• _PROVIDED INFORMATION_
====================

PR #3197, opened 2022-08-30
Read/write table data to a file

### LINKED ISSUE #3179: Read/write Table data to a file format maybe CSV
Table testing is nice

```kotlin
val table: Table3<String, String, String> = table(
    headers("mavenDependency", "kotlinName", "versionName"),
    row("io.kotest:kotest-core", "Testing.kotest.core", "version.kotest"),
    row("io.kotest:kotest-assertions-arrow", "Testing.kotest.assertions.arrow", "version.kotest"),
)
table.forAll { mavenDependency, kotlinName, versionName ->
    listOf(mavenDependency, kotlinName, versionName).all { it.contains("kotest") } shouldBe true
}
```

The issue is my table contains 1000+ rows currently so I'm reinventing the wheel on how to read it from a text file / write it to a text file https://github.com/jmfayard/refreshVersions/blob/main/plugins/dependencies/src/test/resources/dependencies-mapping-validated.txt

It would be really useful to have a simple way to read that data from a (CSV?) file

`fun File.readTable3<A,B,C>(headers: Headers3, map: Sometype -> Row3<A, B, C>) : Table<A,B,C>`

I can volunteer to implement that if you think the feature makes sense.

**CsvDataSource**

While researching for writing this ticket, I found out that there used to be a `CsvDataSource`class for this https://github.com/kotest/kotest/search?q=CsvDataSource&type=code

```kotlin
val source = CsvDataSource(javaClass.getResourceAsStream("/user_data.csv"), CsvFormat())

val table = source.createTable<Long, String, String>(
     { it: Record -> Row3(it.getLong("id"), it.getString("name"), it.getString("location")) },
     { it: Array<String> -> Headers3(it[0], it[1], it[2]) }
)
```

But it was removed in an apparently unrelated commit? https://github.com/kotest/kotest/pull/1457

jmfayard:
Resolves #3179

See the discussion in the README

I'm starting with readme-oriented programming, documenting how the end result should look like to make sure it makes sense.

**Update 1st september** needs refactoring but most features are there I think.

Documentation needs updates:

- [ ] it's now `file.writeTable(headers, rows)` and only works for `RowN<String, String, ..., String>`
- [ ] use `table.mapRows { }` if you are using `RowN` with types other than `String`
- [ ] `map.toTable()` is a quick way to produce a table from a map
- [ ] `table(headers, list.map { row(...) })` is a quick way to produce a table from a list


documentation/versioned_docs/version-5.4/assertions/table_driven_testing.md
```diff
@@ -0,0 +1,90 @@
...
+Now that your table data lives in a file, it's time to read it!
+
+## Read table from files and execute your asserts
+
+Here is how you read your `.table` file:
+
+```kotlin
+val tableFromFile = table(
+    source = testResources.resolve("users.table"),
+    headers = headers("id", "username", "fullName"),
```
Kantis, line 72: Why do we need to define the headers again?

documentation/versioned_docs/version-5.4/assertions/table_driven_testing.md
```diff
@@ -0,0 +1,90 @@
...
+
+Now that your table data lives in a file, it's time to read it!
+
+## Read table from files and execute your asserts
+
+Here is how you read your `.table` file:
+
+```kotlin
+val tableFromFile = table(
+    source = testResources.resolve("users.table"),
```
Kantis: Could source just be a string? That way you can define, load and potentially transform the data any way you'd like before turning it into a table 🤔

documentation/versioned_docs/version-5.4/assertions/table_driven_testing.md
```diff
@@ -0,0 +1,90 @@
...
+
+```csv
+id | username | fullName
+4  | jmfayard | Jean-Michel Fayard
+6  | louis    | Louis Caugnault
+```
+
+Curious why it's not just a .csv file?
+
+Well CSV is not a well defined format. Everyone has its flavor and we have too. The `.table` has its rules: it always uses `|` as separator, it must have an header, it can have comments, it can't have newlines inside the columns. Basically it's optimized for putting table data in a `.table` file.
```
Kantis: I like this. Pragmatic way forward. I think the choice of `|` makes the table read nicely, plus it should be seldomly used for other things.

documentation/versioned_docs/version-5.4/assertions/table_driven_testing.md
```diff
@@ -0,0 +1,90 @@
...
+
+Here is how you read your `.table` file:
+
+```kotlin
+val tableFromFile = table(
+    source = testResources.resolve("users.table"),
+    headers = headers("id", "username", "fullName"),
+    transform = { a: String, b: String, c: String ->
+        row(a.toInt(), b, c)
+    }
```
Kantis, line 76: Nice, makes it possible to convert any way we'd like!

documentation/versioned_docs/version-5.4/assertions/table_driven_testing.md
```diff
@@ -0,0 +1,90 @@
...
+val tableFile = testResources.resolve("users.table")
+table.writeTo(tableFile)
+```
+
+The `users.table` file looks like this:
+
+```csv
+id | username | fullName
+4  | jmfayard | Jean-Michel Fayard
+6  | louis    | Louis Caugnault
```
Kantis, line 48: What should happen if the user tries to load this table?
```csv
id | username | fullName
4  | jmfayard 
6  | louis    | Louis Caugnault
```

documentation/versioned_docs/version-5.4/assertions/table_driven_testing.md
jmfayard: As a sanity check
Being explicit that the file must contain an header `id | username | fullName`
The alternative being to assume that whatever the first line in the header is implicitly always correct.

documentation/versioned_docs/version-5.4/assertions/table_driven_testing.md
jmfayard: yes there can be an overload

documentation/versioned_docs/version-5.4/assertions/table_driven_testing.md
jmfayard: and then the only escaping we have to do is  `\|` for an actual `|`

documentation/versioned_docs/version-5.4/assertions/table_driven_testing.md
jmfayard:
```
AssertionError when parsing File("users.table") with headers("id | username | fullName")
Expected: 3 columns for all rows
Actual: 2 or less columns at lines [1, 42]
```

jmfayard: I think I would allow and ignore empty lines or lines that start with `#` as a comment
https://stackoverflow.com/questions/1961006/can-a-csv-file-have-a-comment

documentation/versioned_docs/version-5.4/assertions/table_driven_testing.md
jmfayard: actually we need the headers only when the source is a file, not when it's passed as a raw string

jmfayard:
@Kantis probably need some refactoring and handle variants with 20 generic types, but I think I cover the main use cases now. ouch was lots of work :)

documentation/versioned_docs/version-5.4/assertions/table_driven_testing.md
jmfayard: done

documentation/versioned_docs/version-5.4/assertions/table_driven_testing.md
```diff
@@ -0,0 +1,89 @@
...
+
+Defining a table of data in code is convenient... until you start to have too much rows.
+
+## Export a table to a text file
+
+You can export your data to a text file with the `.table` extension.
+
+```kotlin
+val tableFile = testResources.resolve("users.table")
+table.writeTo(tableFile)
```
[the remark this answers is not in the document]
jmfayard: TODO: it would be nice if it was possible to programmatically add comments and new lines, maybe something like this:

```kotlin
val comments = mapOf(1 to "comment at first line", 5 to "", 6 to "other comment", rows.lastIndex to "That's all I've got")
file.writeTable(headers, rows, comments)
```

kotest-assertions/kotest-assertions-shared/src/jvmMain/kotlin/io/kotest/data/TableFile.kt
```diff
@@ -0,0 +1,71 @@
...
+internal fun File.readStringTable(headers: List<String>): StringTable {
+   if (exists().not()) throw AssertionError("Can't read table file")
+   if (extension != "table") throw AssertionError("Table file must have a .table extension")
+   val lines = readLines()
+   if (lines.isEmpty()) throw AssertionError("Table file must have a header")
+   StringTable.parseRow(lines.first()) shouldBe headers
+   return StringTable(headers, lines, skipFirstLine = true)
+}
+
+fun File.writeTable(headers: List<String>, cells: List<List<String>>): String {
```
jmfayard, line 38: TODO: it would be nice if it was possible to programmatically add comments and new lines, maybe something like this:

```kotlin
val comments = mapOf(1 to "comment at first line", 5 to "", 6 to "other comment", rows.lastIndex to "That's all I've got")
file.writeTable(headers, rows, comments)
```

kotest-assertions/kotest-assertions-core/src/jvmTest/kotlin/com/sksamuel/kotest/data/StringTableTest.kt
```diff
@@ -0,0 +1,213 @@
...
+            fileMissingTableExtension.writeTable(usersTable.headers, emptyList())
+         }
+      }
+
+      test("Cells con't contain new lines") {
+         val tableWithNewLines =
+            mapOf("1" to "one\n", "two" to "two", "three" to "three\nthree").toTable()
+         shouldThrowMessage(testCase.name.testName) {
+            tempfile(suffix = ".table").writeTable(tableWithNewLines.headers, tableWithNewLines.rows)
+         }
```
Kantis, line 221: It's a bit unclear to me what the expected failure message is here

kotest-assertions/kotest-assertions-core/src/jvmTest/kotlin/com/sksamuel/kotest/data/StringTableTest.kt
```diff
@@ -0,0 +1,213 @@
...
+
+      test("| should be escaped") {
+         val table = mapOf("greeting" to "Hello || world").toTable()
+         val file = tempfile(suffix = ".table")
+         file.writeTable(table.headers, table.rows) shouldBe """
+            key      | value
+            greeting | Hello \|\| world
+         """.trimIndent()
+      }
+   }
```
Kantis, line 206: I think we also need to add escaping of backslash itself. E.g.: 

```
Hello \|\| World ->  (Hello || World)  // 1 item
Hello \\|| World -> (Hello \,, World)   // 3 items
Hello \\\|\\\| World -> (Hello \|\| World) // 1 item
```

kotest-assertions/kotest-assertions-core/src/jvmTest/kotlin/com/sksamuel/kotest/data/StringTableTest.kt
```diff
@@ -0,0 +1,213 @@
...
+
+   test("All rows must have the right number of columns") {
+      val invalidRows = """
+      4  | jmfayard | Jean-Michel Fayard
+      5  | victor | Victor Hugo | victor.hugo@guernesey.co.k
+      6  | louis    | Louis Caugnault
+      7  | edgar
+   """.trimIndent()
+      shouldThrowMessage("Expected all rows to have size 3, but got rows at lines [1, 3]") {
```
Kantis: Perhaps we can build an even more elaborate failure message. Could help if/when there's rows with comments etc as well. Plus it removes ambiguity regarding 0 vs 1-indexing. Just an idea, feel free to skip if it adds too much scope.

```suggestion
      shouldThrowMessage("""
        Expected all rows to have 3 columns but some rows differed:
          - Row 1 has 4 columns ("5  | victor [...]")
          - Row 3 has 2 columns ("7  | edgar")
      """ ) {
```

kotest-assertions/kotest-assertions-shared/src/commonMain/kotlin/io/kotest/data/StringTable.kt
```diff
@@ -0,0 +1,43 @@
...
+   }
+
+   companion object {
+      internal fun parseRow(line: String): List<String> {
+         val notAPipeSeparator = "🫓"
+         return line
+            .replace("\\|", notAPipeSeparator)
+            .split("|")
+            .map { it.trim().replace(notAPipeSeparator, "|") }
+      }
```
Kantis: Could avoid the `notAPipeSeparator` back and forth with a regex 

```suggestion
         return line.split("[^\\]\|").map(String::trim)
      }
```

Kantis: Also I think we should add a note in the docs that whitespace will be trimmed from the cell content 🙂

kotest-assertions/kotest-assertions-shared/src/jvmMain/kotlin/io/kotest/data/TableFile.kt
```diff
@@ -0,0 +1,71 @@
...
+// TODO
+
+private fun Row.strings(): List<String> = values().map { it.toString() }
+
+
+internal fun File.readStringTable(headers: List<String>): StringTable {
+   if (exists().not()) throw AssertionError("Can't read table file")
+   if (extension != "table") throw AssertionError("Table file must have a .table extension")
+   val lines = readLines()
+   if (lines.isEmpty()) throw AssertionError("Table file must have a header")
```
Kantis, line 33: Would it make sense to throw `IllegalArgumentException`s instead? No assertion has been made at this point, I think?

Kantis (commented):
Nice work! 🤘 Added various suggestions. Would like a third pair of eyes on this once it's ready 👀

kotest-assertions/kotest-assertions-core/src/jvmTest/kotlin/com/sksamuel/kotest/data/StringTableTest.kt
jmfayard: so I started with something like

```
context("file.writeTable - validation") {
   test("check extension") {
      shouldThrowMessage("Table file must have a .table extension") {
         val fileMissingTableExtension = tempfile()
         fileMissingTableExtension.writeTable(usersTable.headers, emptyList())
      }
   }
}
```

Then I was like let's give a better name to the test... like the expected error message

```
context("file.writeTable - validation") {
   test("Table file must have a .table extension") {
      shouldThrowMessage("Table file must have a .table extension") {
         val fileMissingTableExtension = tempfile()
         fileMissingTableExtension.writeTable(usersTable.headers, emptyList())
      }
   }
}
```

But then I wondered if there was a way to not duplicate the string?

And sure enough it's easy to do with kotest

```
context("file.writeTable - validation") {
   test("Table file must have a .table extension") {
      shouldThrowMessage(testCase.name.testName) {
         val fileMissingTableExtension = tempfile()
         fileMissingTableExtension.writeTable(usersTable.headers, emptyList())
      }
   }
}
```

I can revert to the first version if you prefer

kotest-assertions/kotest-assertions-core/src/jvmTest/kotlin/com/sksamuel/kotest/data/StringTableTest.kt
jmfayard: @Kantis my issue is more that there could be a large number of rows inside the file.
Should we take the first 5 with errors or something?

kotest-assertions/kotest-assertions-core/src/jvmTest/kotlin/com/sksamuel/kotest/data/StringTableTest.kt
jmfayard: done

kotest-assertions/kotest-assertions-shared/src/commonMain/kotlin/io/kotest/data/StringTable.kt
jmfayard: > Also I think we should add a note in the docs that whitespace will be trimmed from the cell content 🙂

Done

kotest-assertions/kotest-assertions-shared/src/jvmMain/kotlin/io/kotest/data/TableFile.kt
jmfayard: you can decide. Personally I don't like exceptions since they don't work well with `assertSoftly` for example.

```kotlin
   test("invalid file") {
      val file = resourcesDir.resolve("invalid.table") 
      val table = table(headers, file, transform) // implicit assertion that the file exists
      table shouldBe expectedTable
   }
```

kotest-assertions/kotest-assertions-core/src/jvmTest/kotlin/com/sksamuel/kotest/data/StringTableTest.kt
jmfayard: @Kantis done

kotest-assertions/kotest-assertions-shared/src/commonMain/kotlin/io/kotest/data/StringTable.kt
jmfayard: > @Kantis Could avoid the notAPipeSeparator back and forth with a regex

that was my first idea too but it removes the character before the separator

```kotlin
test("regex? now you have two problems") {
      val input = "hello|world"
      val regex = Regex("(?:[^\\\\])\\|")
      input.split(regex) shouldBe listOf("hello", "world")
}
Element differ at index: [0]
Expected :["hello", "world"]
Actual   :["hell", "world"]
```

I had to do a lame imperative for loop in StringTable.parseRow() to manage all cases.
If you have a better solution I am open

jmfayard: found the right regex

jmfayard:
> @Kantis Would like a third pair of eyes on this once it's ready 👀

It's ready-ish now.
I just added the versions with 1 to 9 generic arguments. Fun :)
Who can provide a third pair of eyes?

Also 

- The CI is still in mode **2 workflows awaiting approval**
- locally `./gradlew allTests` throws an error [`org.gradle.api.GradleException: Could not evaluate onlyIf predicate for task ':kotest-common:jsIrGenerateExternalsIntegrated'.`](https://scans.gradle.com/s/ay64yqnzii54g/failure?expanded-stacktrace=WyIwIiwiMC0yIl0#1) which doesn't seems related to anything I did

sksamuel:
@Kantis I'm happy if you are.

kotest-assertions/kotest-assertions-shared/src/jvmMain/kotlin/io/kotest/data/TableFile.kt
Kantis: I think there's a difference between an assertion (E.g. validating the output of production code) and a bug in test code. IMO this `AssertionError` would indicate a fault in the test code, not the main code and I think the distinction is clearer when output as an exception. What do you think?

kotest-assertions/kotest-assertions-core/src/jvmTest/kotlin/com/sksamuel/kotest/data/StringTableTest.kt
Kantis: No big deal, lets keep it as is. :)

Kantis (approved):

Kantis:
There's a chance we'll try to get https://github.com/kotest/kotest/pull/3264 out tonight, so disabled auto-merge for now.

Kantis:
Thanks @jmfayard 💯

jmfayard:
amazing, thanks!

polarene:
This is a very cool feature, why isn't it documented? I stumbled upon it randomly while digging through the source code.

Kantis:
@polarene It was documented but only in the 5.4 version of the docs. Fixed in https://github.com/kotest/kotest/commit/7b29815cc4b67b14118460b99203b6cbe81e6d9c

polarene:
Thank you! I found out about it because I was trying to come up with something similar, either using Markdown tables or with a DSL (I did a nice hack but it doesn't work if the first value is a number, due to standard lib operators).

But is the page released? Still can't find it in the docs... maybe the index needs to be updated as well?

polarene:
Mhh yes, it seems to be missing from these sidebar files:
https://github.com/kotest/kotest/blob/7b29815cc4b67b14118460b99203b6cbe81e6d9c/documentation/versioned_sidebars/version-5.8-sidebars.json#L48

====================

• _WORK ITEM_
Each line of the records with the word "RowN" in it is to be copied.

• _SOLUTION_
- [ ] it's now `file.writeTable(headers, rows)` and only works for `RowN<String, String, ..., String>`
- [ ] use `table.mapRows { }` if you are using `RowN` with types other than `String`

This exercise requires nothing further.